Modern Marketing Information and Analysis (Week 10)
“The UK economy remains in the doldrums, and the research industry with it. But while cost pressures and rising inflation keep growth to a minimum, Brian Tarran digs in to the annual UK industry league table and finds a business in a state of flux”.
Stagnant. That might seem the right word to describe the UK market research industry says Tarran, Research-Live (2012). In compiling its annual league table, the Market Research Society estimates the industry size at £3.088bn - based on agencies’ 2011 turnover. That’s growth of 6.74% on 2010’s figures, but strip out inflation of 4.48% and we are left with net real growth of just 2.26%.
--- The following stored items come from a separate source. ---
Issue #64778, opened 2023-04-02
[Mini-Project] Horsies


Procyonae:
### Is your feature request related to a problem? Please describe.

Horses want change

### Solution you would like.

Extend horses through a list of PR's performed collaboratively by myself and "horse expert" @Armokorguest , further suggestions are welcome, equally I'd love to know about anyone else's relevant PRs in the works

**DONE**
- [x] #65635 Revamp horse farm into a mutable map with new riding gear and additional animal related vehicles 

**IN-PROGRESS**

**TO-DO** (listed roughly in order likely to be implemented)
- [ ] Add more house/stable variants to the horse farm
- [ ] Add riding background, profession(s) and NPC(s) that spawn at the horse farm
- [ ] Horse breeds (implemented in the same way as dog and cat breeds, using monstergroups for spawns)
  - [ ] Megafauna changes to accommodate breeds?
- [ ] Spook alterations and implementation of mount obedience and training (training likely through recipes though minor gains through actual riding would be nice) Add tracking of mount on map.
- [ ] Riding proficiency/ies
- [ ] Trailer/articulated vehicle changes
- [ ] Animal inventory changes (single item removal, adv inventory support)
- [ ] Mutant horses if #63997 or a similar PR gets merged
- [ ] More map variants for the horse farm buildings and more horse related maps (stuff like a harness track w/ casino, large animal vet, rescue centre, riding school etc)

### Describe alternatives you have considered.

Letting the horses stew

jiornojiovanni:
Maybe some way to remember the horse last position? Even tho you can do that with the carriage

PatrikLundell:
Horses that can be ridden by people that aren't "height challenged" and aren't "of generous proportions" (how I hate politically correctness bullshit euphemisms!) would definitely be welcome.

Another horse related issue that might be worth looking at is to stop them from escaping their harnesses whenever spooked, as that's what caused me to give up trying to use horses altogether.

If a horse last position marker was used, it should be exactly that, rather than a GPS tracker using a GPS network that's no longer available.

fairyarmadillo:
Can't little people ride dogs, and big people ride larger animals, like cows and moose?

Something I'd really love to see is for certain constructions (IE palisades) to require an animal or vehicle and some rope to help pull/lift parts into place. Imagine using a donkey, a tree, and a pulley to lift an engine block so you could fix it. That'd be sweet as hell.

PatrikLundell:
[...]

PR #65635, opened 2023-05-14
Horse Farm Revamp

Procyonae:
#### Summary
Content "Make the horse farm mutable and add variance to it as well as flavour through the introduction of some riding gear and vehicle changes. Collab with @Armokorguest."

#### Purpose of change
The horse farm looks sad next to the new style mutable farms and there's a general lack of horse themed stuff, first part of #64778

#### Describe the solution
Horse farm is now a mutable map with the original being obsoleted but nearly all of the original map will be reused (The chicken coop hasn't been reused bc I used the already existing "yard" map which has a coop variant). The original map is still used on the Isherwood farm.
Adds a horse trailer, reinforced yoke and harness, riding helmet, riding crop and dressage whip.
Alters some animal-drawn vehicles to use reins over controls.
I appreciate this is alot of lines for what it is, I have tried to cut down where possible and alot of this should be reusable when someone next touches ranches.

- The forest potentially generated by the map is kinda ugly, see commit [7e05aee](https://github.com/CleverRaven/Cataclysm-DDA/pull/65635/commits/7e05aee6082f43a673ba845c941c9395c54262eb) for why I changed it to work this way.
- Flowchart style joins for the paddocks would be prettier in game but make the mutable way less readable and add to the line count even more, if this is wanted regardless I'm happy to implement them.
- I was planning on adding house and stable variants and adding a garage/garden spawn but I just want this done now, will most likely make a second PR addressing this eventually if noone else does first. The way I've set everything up aims to be very accessible if someone wants to just make a house/stable etc map and add it, happily contact me if you want help/explanations.
- Entrance roads should normally be made partially gravel/concrete instead of dirt but line count already be stoopid high.
- The paddock building blocks aren't super simple but I couldn't figure out a better solution while never ending up with doubled up fences and without creating an unintelligible use of nests based on neighbours.
- Only having the choice of poisson for max distributions is pretty restrictive I'm looking into making a PR expanding options such as uniform distribution option for [ 0, 1 ] type stuff, being able to do binomial and combinations of poisson/binomial with bounds would be nice too.
- Ideally I'd change over the farm house and stables to more standard palettes but given the Isherwood variant is staying as is there doesn't seem much point for now as it would just make any future mutual changes of the maps more awkward, if anyone adds house/stable variants etc in the future I wouldn't recommend using the palette.
- I considered adding a temporary fence type (the type that get moved around as needed) but couldn't decide how I'd want it to behave.
- The horse trailer has an extra wheel at the front where a coupler would be irl so it can be towed (vehicles need to have balanced wheels to be towed), I'm planning on looking into adding functional couplers in a future PR but I didn't want to add a dummy coupler part for now because I felt that would just confuse peeps.
- Irl horse trailers appear to use 15" wheels but I've used the generic 17" wheels instead of adding 15" trailer wheels or using the inappropriately specific 16" wheels. Equally it could have ramped doors on the back but that seems unnecessary.
- The farm vehicles json file also has all the vehicle blueprints facing north rather than east which I'm happy to switch in a separate PR if wanted.
- The riding helmet and crop use epoxy in place of fiberglass in line with the motorcycle helmet, I also calced the thicknesses from cross-section images which isn't exactly accurate but I'm not about to ship one to me and cut it open and couldn't find individual material thickness measures anywhere.
- The riding whip and crop serve no function (outside of being awful weapons) currently but will in a future PR.

#### Testing
Spawned the map lots, haven't tested old worlds yet. The mutable_overmap_placement test run on only this map failed with `assertions: 4689 | 4594 passed | 95 failed`. Unsure of the cause.

#### Additional context

Here's a graphic to try to show all the non extra tiles in the order they appear in the mutable file with each 3x3 of pixels representing an overmap:

Mutable Tiles With Text

The size of the generated map varies quite a bit depending on how blocked in it is and if it picks end tiles early, here's a few examples

image


data/json/items/vehicle/animals.json
```diff
@@ -17,5 +17,25 @@
     "width": 4,
     "looks_like": "foldframe",
     "melee_damage": { "bash": 3 }
+  },
+  {
+    "id": "yoke_harness_heavyduty",
+    "type": "WHEEL",
+    "name": { "str": "reinforced yoke and harness", "str_pl": "reinforced yokes and harnesses" },
+    "category": "veh_parts",
+    "description": "Heavy steel beams and harness to attach a sufficiently large creature to a wheeled vehicle, allowing them to pull it along, reinforced to withstand the rigours of the apocalypse and ill-adviced offroading. You would still need separate armor for said creature to wear.",
```
Maleclypse, line 26:
```suggestion
    "description": "Heavy steel beams and harness to attach a sufficiently large creature to a wheeled vehicle, allowing them to pull it along, reinforced to withstand the rigors of the apocalypse and ill-advised off-roading.  You would still need separate armor for said creature to wear.",
```

data/json/vehicleparts/vehicle_parts.json
```diff
@@ -129,6 +129,48 @@
...
+    "noise_factor": 10,
+    "fuel_type": "animal",
+    "durability": 600,
+    "item": "yoke_harness_heavyduty",
+    "m2c": 90,
+    "contact_area": 60,
+    "rolling_resistance": 1.5,
+    "wheel_offroad_rating": 0.7,
+    "wheel_terrain_modifiers": { "FLAT": [ 0, 3 ], "ROAD": [ 0, 1 ] },
+    "description": "Attach this part to a beast of burden to allow it to pull your vehicle. This one is reinforced with heavy chains and steel.",
```
Maleclypse, line 152:
```suggestion
    "description": "Attach this part to a beast of burden to allow it to pull your vehicle.  This one is reinforced with heavy chains and steel.",
```

Maleclypse (commented):
Cool stuff

Procyonae:
Do I need to rebase or is solving the merge conflict through the button below the tests enough?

“What you’re seeing is a structural change,” says
Phil Rance, UK managing director at YouGov. “Traditional, labour-intensive
offline research is getting harder to make money out of - although it was never a great money spinner,
frankly, unless you go high-end. Companies like Truth, who are very
consultative, can command a fee for what they do, but if you are just trying to
make a margin doing traditional ad hoc research, that’s getting harder and
harder because there are people out there who can do it cheaper”.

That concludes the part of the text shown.